- Education: Anthropology
- Occupation: Anthropologist/Writer
- Notable work: All Our Kin, Call to Home
- Awards: Prize for Critical Research in 1995, Guggenheim Fellowship, Rockefeller Fellowship, and Russel Sage Fellowships

= Carol Stack =

American anthropologist

Carol B. Stack (born 1940) is an Urban American anthropologist who specialized in studies of African American networks, minority women, and youth. Stack has taken a strong role in several social sciences, and is professor emerita of Education in the Graduate School of Education at University of California, Berkeley.

She taught at Boston University and Duke University before becoming Professor of Social and Cultural Studies in Education at Berkeley.

She is the author of All Our Kin: Strategies for Survival in a Black Community and Call To Home: African Americans Reclaim the Rural South.

== Education ==
Stack received her master's degree in 1968 and her PhD in anthropology in 1972.

== Accomplishments and awards ==
Carol B. Stack was awarded the Prize for Critical Research in 1995 from the Society for the Anthropology of North America. She has also received many fellowships such as the Guggenheim, Rockefeller, and Russel Sage Fellowships.

==Publications==
- All Our Kin: Strategies for Survival in a Black Community (1974, Harper and Row: ISBN 9780061319822; latest reissue 2003, Basic Books: ISBN 9780061319822)
- Call To Home: African-Americans Reclaim The Rural South (1996, Basic Books: ISBN 9780465008087; latest reissue 2003: ISBN 9780465008087)

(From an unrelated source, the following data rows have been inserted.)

PR #325, opened 2024-12-09
Move the asynchronous mode components into AdePT

JuanGonzalezCaminero:
This PR integrates the asynchronous mode components from `AsyncExample` into AdePT as a new backend that can be activated via a compile-time option.

In order to compile either backend into the final library `AdePTTrackingManager.hh` includes either `AdePTTransport.h` or `AsyncAdePTTransport.hh`, which will pull in the gcc-compiled parts of the code. `AdePTTrackingManager.cu` includes `AdePTTransport.cuh` or `AsyncAdePTTransport.cuh` for the nvcc-compiled side. This is done via the cmake option `-DASYNC_MODE=[ON|OFF]`

There are no changes to the current synchronous backend, and as expected validation shows no difference in performance or results compared to the current `master`. For the asynchronous backend, there is no performance difference with the current standalone example, and the validation shows good agreement with Geant4.


include/AdePT/core/CommonStruct.h
```diff
@@ -65,4 +78,106 @@ struct TrackBuffer {
...
+    unsigned int maxTracks;
+    std::atomic_uint nTrack;
+    mutable std::shared_mutex mutex;
+  };
+  std::array<ToDeviceBuffer, 2> toDeviceBuffer;
+  std::atomic_short toDeviceIndex{0};
+
+  unsigned int fNumToDevice{0};   ///< number of slots in the toDevice buffer
+  unsigned int fNumFromDevice{0}; ///< number of slots in the fromDevice buffer
+  unique_ptr_cuda<TrackDataWithIDs, CudaHostDeleter<TrackDataWithIDs>> toDevice_host;                              ///< Tracks to be transported to the device
```
SeverinDiederichs, line 122: Could you make sure this is clang-formatted? This line is not formatted

include/AdePT/core/AsyncAdePTTransport.hh
```diff
@@ -25,45 +28,38 @@
...
-  std::unique_ptr<GPUstate> fGPUstate;               ///< CUDA state placeholder
-  std::vector<PerEventScoring> fScoring;             ///< User scoring objects per G4 worker
+  int fCUDAStackLimit{0};                              ///< CUDA device stack limit
+  std::vector<IntegrationLayer> fIntegrationLayerObjects;
+  // We can't use a unique_ptr because we can't have the definition of GPUState
+  // in a file compiled by gcc
+  GPUstate *fGPUstate;               ///< CUDA state placeholder
+  // We need to use pointers to the scoring objects because we can't have the complete definition 
+  // in a file compiled by gcc
+  std::vector<AdePTScoring*> fScoring;               ///< User scoring objects per G4 worker
```
SeverinDiederichs, line 62: This shows why we should refactor the header only approach.. Can we add a FIXME in the comment here, so we can easily find it again? I am not sure the pointer is deleted in the destructor

include/AdePT/core/HostScoringImpl.cuh
```diff
@@ -239,7 +239,6 @@ inline void EndOfTransport(HostScoring &hostScoring, HostScoring *hostScoring_de
 {
   // Transfer back scoring.
   CopyHitsToHost(hostScoring, hostScoring_dev, stream);
-  ResetBufferStatsGPU<<<1, 1, 0, stream>>>(hostScoring_dev);
```
SeverinDiederichs, line 242: Is this some accident in picking the wrong line in the re-basing?

This line fixed a very hard to trace bug that happened in very large events, see [this PR](https://github.com/apt-sim/AdePT/pull/329)

include/AdePT/core/PerEventScoringImpl.cuh
```diff
@@ -0,0 +1,347 @@
...
+//   /// @brief Clear hits on device to reuse for next event
+//   void ClearGPU(cudaStream_t cudaStream = 0)
+//   {
+//     COPCORE_CUDA_CHECK(cudaMemsetAsync(fScoring_dev, 0, sizeof(GlobalCounters), cudaStream));
+//     COPCORE_CUDA_CHECK(cudaStreamSynchronize(cudaStream));
+//   }
+
+//   /// @brief Print scoring info
+//   void Print() { fGlobalCounters.Print(); };
+// };
```
SeverinDiederichs, line 266: Could you add a comment on this? What is the state, why is it commented out but kept?

include/AdePT/core/PerEventScoringImpl.cuh
```diff
@@ -0,0 +1,347 @@
...
+
+//   // TODO: this needs to be done by the caller, or the net energy array moved to the scoring data
+//   // fGPUNetEnergy[threadId] = 0.;
+
+//   // TODO: This isn't critical, if needed we need to add a debug level parameter to the interface
+//   // if (fDebugLevel >= 2) {
+//   //   G4cout << "\n\tScoring for event " << eventId << G4endl;
+//   //   scoring.Print();
+//   // }
+// }
```
SeverinDiederichs, line 343: Could you please add a comment on the state of this part?

include/AdePT/integration/AdePTTrackingManager.hh
```diff
@@ -60,7 +64,12 @@ private:
   static inline int fNumThreads{0};
   std::set<G4Region const *> fGPURegions{};
   int fVerbosity{0};
+  // std::shared_ptr<AdePTTransportInterface> fAdeptTransport;
+  #ifndef ASYNC_MODE
+  std::unique_ptr<AdePTTransportInterface> fAdeptTransport;
+  #else
   std::shared_ptr<AdePTTransportInterface> fAdeptTransport;
+  #endif
```
SeverinDiederichs, line 72: I guess this part is irrelevant for performance. Wouldn't it be easier to just use `std::shared_ptr` in both cases to simplify the code and make it more readable?

include/AdePT/kernels/electrons.cuh
```diff
@@ -1,6 +1,8 @@
 // SPDX-FileCopyrightText: 2022 CERN
 // SPDX-License-Identifier: Apache-2.0
 
+#pragma message( "Compiling " __FILE__ )
+
```
SeverinDiederichs, line 5:
```suggestion
#pragma message( "Compiling synchronous kernels")
```

Is the idea to have some compiler output in case one doesn't look at the cmake? Then I would probably make the output a bit clearer

include/AdePT/magneticfield/fieldPropagatorConstBz.h
```diff
@@ -13,6 +13,8 @@
 
 #include <AdePT/magneticfield/ConstBzFieldStepper.h>
 
+// #include <cuda/std/cmath>
+
```
SeverinDiederichs, line 17:
```suggestion
```

Just some cleaning

include/AdePT/navigation/AdePTNavigator.h
```diff
@@ -9,13 +9,13 @@
 #ifndef ADEPT_NAVIGATOR_H_
 #define ADEPT_NAVIGATOR_H_
 
-#include <AdePT/navigation/LoopNavigator.h>
+// #include <AdePT/navigation/LoopNavigator.h>
```
SeverinDiederichs, line 12:
```suggestion
```

Just some cleaning

test/CMakeLists.txt
```diff
@@ -38,7 +38,7 @@ file(DOWNLOAD https://gitlab.cern.ch/VecGeom/VecGeom/raw/v1.2.0/persistency/gdml
 #----------------------------------------------------------------------------#
 # Detailed tests
 #----------------------------------------------------------------------------#
-add_subdirectory(testField)
+# add_subdirectory(testField)
```
SeverinDiederichs, line 41: Does this not compile or work anymore? Or can this be activated again? What is the status of this?

src/AdePTTrackingManager.cc
```diff
@@ -17,6 +17,14 @@
...
 #include <algorithm>
 
+#ifdef ASYNC_MODE
+std::shared_ptr<AdePTTransportInterface> InstantiateAdePT(AdePTConfiguration &conf)
+{
+  static std::shared_ptr<AsyncAdePT::AsyncAdePTTransport<AdePTGeant4Integration>> adePT{new AsyncAdePT::AsyncAdePTTransport<AdePTGeant4Integration>(conf)};
+  return adePT;
+}
+#endif
+
```
SeverinDiederichs, line 27: This looks very similar to the AdePTTransportFactory that we had before, just that the transport factory didn't require the #ifdefs. Just for the future, but I think that should be cleaned.

src/AdePTTrackingManager.cu
```diff
@@ -1,11 +1,22 @@
 // SPDX-FileCopyrightText: 2023 CERN
 // SPDX-License-Identifier: Apache-2.0
 
+// #include <cub/device/device_merge_sort.cuh>
```
SeverinDiederichs, line 4:
```suggestion
```
Just some cleaning

SeverinDiederichs (changes requested):
Thanks for this huge efforts! There are a couple of things that need to be addressed i.e., removing the testField or removing a line that fixed a critical bug. Could you have a look please?

src/AdePTTrackingManager.cc
JuanGonzalezCaminero: The #ifdefs are required since this part of the code is common to both backends. When using the sync mode `AsyncAdePTTransport` is not defined.
About the name, I'm not sure if it's correct to refer to a free function as a factory, and the purpose of it is more to make it work like a singleton. We should review whether this is the best way to instantiate the async backend

include/AdePT/core/HostScoringImpl.cuh
JuanGonzalezCaminero: Probably a rebase accident, yes, I'll add the line back

include/AdePT/core/AsyncAdePTTransport.hh
JuanGonzalezCaminero: Now using a `unique_ptr` again, the scoring objects are no longer stored as pointers either. This was a leftover from the first stages of the migration, thanks for pointing out

include/AdePT/integration/AdePTTrackingManager.hh
JuanGonzalezCaminero: I don't see an advantage to using a more complex solution where `unique_ptr` is enough. Could also be more error-prone

include/AdePT/kernels/electrons.cuh
JuanGonzalezCaminero: Was for debug, removed.

src/AdePTTrackingManager.cc
SeverinDiederichs: Sorry, my point was not phrased well:
I think the #ifdefs in the AdePTTrackingManager could be hidden inside an InstantiateAdePT function, i.e., it gets called for both and then internally does something different according to the ifdefs.

SeverinDiederichs (approved):
No more comments from my side, thanks for these efforts!

src/AdePTTrackingManager.cc
agheata: Let's say this can be done as a cleanup later, for now the priority is to have it merged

== All Our Kin: Strategies for Survival in a Black Community ==
Carol Stack's All Our Kin is a classic ethnography from the early 1970s. Her 1974 book All Our Kin has been described as "a classic of urban sociology", "one of the earliest and most popular accounts of how [black kinship] all works" and "influential". All Our Kin is the chronicle of a young white woman's sojourn into The Flats, an African-American ghetto community, to study the support system family and friends form when coping with poverty. The book challenged anti-Black stereotypes and is a pioneering example of research involving families and social structure in American communities. The book portrays of the social networks and value systems that evolved within African-American communities to combat grinding poverty. In communities plagued by single-parent families and joblessness, the book chronicles intense loyalties and an intricate trading system that ensures survival. All Our Kin challenges white America to reevaluate its notion of family.

== Call To Home: African Americans Reclaim the Rural South ==
Call To Home: African Americans Reclaim the Rural South examines the return of half a million black Americans to the rural South. At the time of publishing, many books had already focused on the black migration out of the South into Northern cities. Stack highlights the reverse trend: between 1970 and 1990, half a million African-Americans moved back south. Some of these destinations included the least promising places in all of America—places the Department of Agriculture calls “Persistent Poverty Counties.” The book's style integrates personal narrative and socioeconomic analysis of migration, poverty, and the urban underclass.